Sanford's art was on exhibit in 2005 at the Corbett vs. Dempsey Gallery in Chicago. The exhibition, Chicago: Northside/Southside, featured 1950s paintings by Walter Sanford and [Jerry Pinsler]. This was the first and last major showing of his work since his death in 1987. Subsequently, several of his paintings were used as featured props and set dressings in connection with the 2006 Warner Bros. feature motion picture "The Lake House' and, in 2007, the Chicago History Museum borrowed and exhibited one of his largest biomorphic abstracts, self-titled Living Desert, for their exhibition: Big Picture: A New View of Painting in Chicago which surveyed mid 20th century forays into expressionism and abstraction.

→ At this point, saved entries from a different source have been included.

PR #2160, opened 2021-06-13
Signals Integration

ahopkins:
Taking another stab at integrating #1630 into the core of the project. This replaces #2141.

The biggest difference is that there is no comment based parsing. The basic startup is like this:

- Certain Sanic classes have a `TouchUpMeta` class that registers methods to be altered
- At startup, we loop through the registered methods, and apply one of the registered schemes for altering methods
- So far, the only "scheme" is `OptionalDispatchEvent` (ODE) that will use `ast` module to look through the method for a `app.dispatch` call.
- Once found, the ODE will determine if the signal that it is calling has been registered
- If yes, do nothing; If no, remove that `app.dispatch` call

Signals implemented:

This large, 49" x 60" oil on masonite painting, was executed in Las Vegas during Sanford's "desert period" together with a series of 22 other works painted during the 19 months he lived in the Nevada desert and were at the core of his 1958 one-man show at the Ligoa Duncan Gallerie des Arts, First Salon of the 48 States, in New York.

==Death==

Sanford died in 1987.
He was cremated at Oakridge Abbey Crematory, Hillside, Illinois.